— Your task —
Restate word for word the lines of the records below, starting at the line that contains "matching closing brace." and ending at the line that contains "pos += object.length();", with both of those lines included and nothing else.

** Opening Materials provided block **

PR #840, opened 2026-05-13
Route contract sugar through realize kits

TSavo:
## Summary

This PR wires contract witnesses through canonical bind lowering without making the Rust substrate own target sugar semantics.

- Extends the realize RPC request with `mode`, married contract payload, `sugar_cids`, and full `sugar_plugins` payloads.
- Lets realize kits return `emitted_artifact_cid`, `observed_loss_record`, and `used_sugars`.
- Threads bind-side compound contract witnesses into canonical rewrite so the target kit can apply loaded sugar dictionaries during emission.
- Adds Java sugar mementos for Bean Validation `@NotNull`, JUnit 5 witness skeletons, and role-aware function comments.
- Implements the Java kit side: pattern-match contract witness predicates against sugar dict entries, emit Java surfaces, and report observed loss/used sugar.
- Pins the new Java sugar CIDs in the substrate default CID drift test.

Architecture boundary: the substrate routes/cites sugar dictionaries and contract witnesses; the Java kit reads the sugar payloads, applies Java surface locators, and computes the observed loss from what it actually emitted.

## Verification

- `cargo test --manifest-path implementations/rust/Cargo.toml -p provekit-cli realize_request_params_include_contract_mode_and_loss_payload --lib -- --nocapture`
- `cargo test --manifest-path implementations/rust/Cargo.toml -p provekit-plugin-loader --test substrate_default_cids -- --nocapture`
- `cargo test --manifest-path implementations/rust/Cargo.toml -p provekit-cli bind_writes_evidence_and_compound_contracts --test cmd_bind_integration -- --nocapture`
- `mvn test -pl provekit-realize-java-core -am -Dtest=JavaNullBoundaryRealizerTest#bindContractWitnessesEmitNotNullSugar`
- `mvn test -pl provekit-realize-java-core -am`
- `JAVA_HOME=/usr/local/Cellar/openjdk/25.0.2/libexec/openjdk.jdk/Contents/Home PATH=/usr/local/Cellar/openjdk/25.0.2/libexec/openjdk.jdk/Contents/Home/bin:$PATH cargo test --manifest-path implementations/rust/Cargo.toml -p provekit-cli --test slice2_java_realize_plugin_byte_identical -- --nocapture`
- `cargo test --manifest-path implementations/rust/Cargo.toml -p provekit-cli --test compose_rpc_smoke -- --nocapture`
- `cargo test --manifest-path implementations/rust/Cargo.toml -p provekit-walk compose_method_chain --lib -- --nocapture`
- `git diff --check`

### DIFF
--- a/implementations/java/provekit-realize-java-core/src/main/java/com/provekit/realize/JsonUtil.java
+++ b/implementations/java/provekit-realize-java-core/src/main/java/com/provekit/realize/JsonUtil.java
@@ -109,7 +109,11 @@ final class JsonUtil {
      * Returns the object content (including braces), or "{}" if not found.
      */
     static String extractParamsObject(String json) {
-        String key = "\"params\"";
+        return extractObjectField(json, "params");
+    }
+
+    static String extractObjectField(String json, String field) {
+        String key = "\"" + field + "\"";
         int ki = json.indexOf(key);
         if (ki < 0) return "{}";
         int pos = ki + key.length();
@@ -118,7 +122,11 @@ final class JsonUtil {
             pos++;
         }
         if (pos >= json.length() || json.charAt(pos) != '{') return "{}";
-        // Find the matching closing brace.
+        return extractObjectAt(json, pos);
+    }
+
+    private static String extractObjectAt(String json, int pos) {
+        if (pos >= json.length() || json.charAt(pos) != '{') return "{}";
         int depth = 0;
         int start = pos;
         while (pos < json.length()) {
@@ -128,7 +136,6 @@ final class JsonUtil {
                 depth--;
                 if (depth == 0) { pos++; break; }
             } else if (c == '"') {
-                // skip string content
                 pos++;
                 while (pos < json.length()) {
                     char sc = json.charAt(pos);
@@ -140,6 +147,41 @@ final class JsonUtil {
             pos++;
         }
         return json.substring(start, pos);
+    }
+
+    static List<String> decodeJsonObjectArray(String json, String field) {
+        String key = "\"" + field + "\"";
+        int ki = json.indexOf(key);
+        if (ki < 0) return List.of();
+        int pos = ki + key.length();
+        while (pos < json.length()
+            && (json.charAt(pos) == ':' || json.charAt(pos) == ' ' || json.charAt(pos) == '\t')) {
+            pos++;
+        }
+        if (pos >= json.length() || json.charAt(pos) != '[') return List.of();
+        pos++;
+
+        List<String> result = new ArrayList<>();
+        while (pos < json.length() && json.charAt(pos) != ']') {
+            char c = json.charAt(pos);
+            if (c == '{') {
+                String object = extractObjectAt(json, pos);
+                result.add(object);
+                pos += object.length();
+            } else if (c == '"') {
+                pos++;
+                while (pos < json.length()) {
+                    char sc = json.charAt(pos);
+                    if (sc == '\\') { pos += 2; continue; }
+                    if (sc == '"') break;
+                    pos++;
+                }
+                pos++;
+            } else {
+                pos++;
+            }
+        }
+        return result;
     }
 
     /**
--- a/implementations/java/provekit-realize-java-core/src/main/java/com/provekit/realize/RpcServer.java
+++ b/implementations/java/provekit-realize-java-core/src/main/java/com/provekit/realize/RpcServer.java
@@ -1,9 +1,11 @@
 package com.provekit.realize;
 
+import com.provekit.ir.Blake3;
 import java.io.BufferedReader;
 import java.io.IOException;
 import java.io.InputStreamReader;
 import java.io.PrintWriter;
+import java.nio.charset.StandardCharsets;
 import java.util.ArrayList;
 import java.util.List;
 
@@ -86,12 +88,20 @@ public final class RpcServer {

** Closing Materials provided block **
** Opening Materials provided block **

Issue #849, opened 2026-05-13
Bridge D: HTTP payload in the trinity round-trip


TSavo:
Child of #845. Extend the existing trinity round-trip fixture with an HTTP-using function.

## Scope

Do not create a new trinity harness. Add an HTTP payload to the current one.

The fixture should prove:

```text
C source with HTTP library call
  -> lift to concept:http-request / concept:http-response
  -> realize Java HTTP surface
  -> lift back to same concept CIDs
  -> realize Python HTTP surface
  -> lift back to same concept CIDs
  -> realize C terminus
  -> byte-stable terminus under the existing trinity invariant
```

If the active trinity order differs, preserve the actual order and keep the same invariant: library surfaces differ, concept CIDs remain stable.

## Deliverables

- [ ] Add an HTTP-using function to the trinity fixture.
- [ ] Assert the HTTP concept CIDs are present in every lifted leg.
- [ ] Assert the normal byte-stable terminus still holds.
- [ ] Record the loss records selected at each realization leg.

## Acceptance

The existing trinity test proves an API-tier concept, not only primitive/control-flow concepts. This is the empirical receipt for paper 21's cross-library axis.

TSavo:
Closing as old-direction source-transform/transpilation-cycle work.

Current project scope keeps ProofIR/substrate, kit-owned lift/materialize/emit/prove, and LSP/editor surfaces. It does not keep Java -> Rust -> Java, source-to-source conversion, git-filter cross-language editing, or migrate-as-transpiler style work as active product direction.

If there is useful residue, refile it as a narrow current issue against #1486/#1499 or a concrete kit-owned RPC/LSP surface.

** Closing Materials provided block **

— Written response —
-        // Find the matching closing brace.
+        return extractObjectAt(json, pos);
+    }
+
+    private static String extractObjectAt(String json, int pos) {
+        if (pos >= json.length() || json.charAt(pos) != '{') return "{}";
         int depth = 0;
         int start = pos;
         while (pos < json.length()) {
@@ -128,7 +136,6 @@ final class JsonUtil {
                 depth--;
                 if (depth == 0) { pos++; break; }
             } else if (c == '"') {
-                // skip string content
                 pos++;
                 while (pos < json.length()) {
                     char sc = json.charAt(pos);
@@ -140,6 +147,41 @@ final class JsonUtil {
             pos++;
         }
         return json.substring(start, pos);
+    }
+
+    static List<String> decodeJsonObjectArray(String json, String field) {
+        String key = "\"" + field + "\"";
+        int ki = json.indexOf(key);
+        if (ki < 0) return List.of();
+        int pos = ki + key.length();
+        while (pos < json.length()
+            && (json.charAt(pos) == ':' || json.charAt(pos) == ' ' || json.charAt(pos) == '\t')) {
+            pos++;
+        }
+        if (pos >= json.length() || json.charAt(pos) != '[') return List.of();
+        pos++;
+
+        List<String> result = new ArrayList<>();
+        while (pos < json.length() && json.charAt(pos) != ']') {
+            char c = json.charAt(pos);
+            if (c == '{') {
+                String object = extractObjectAt(json, pos);
+                result.add(object);
+                pos += object.length();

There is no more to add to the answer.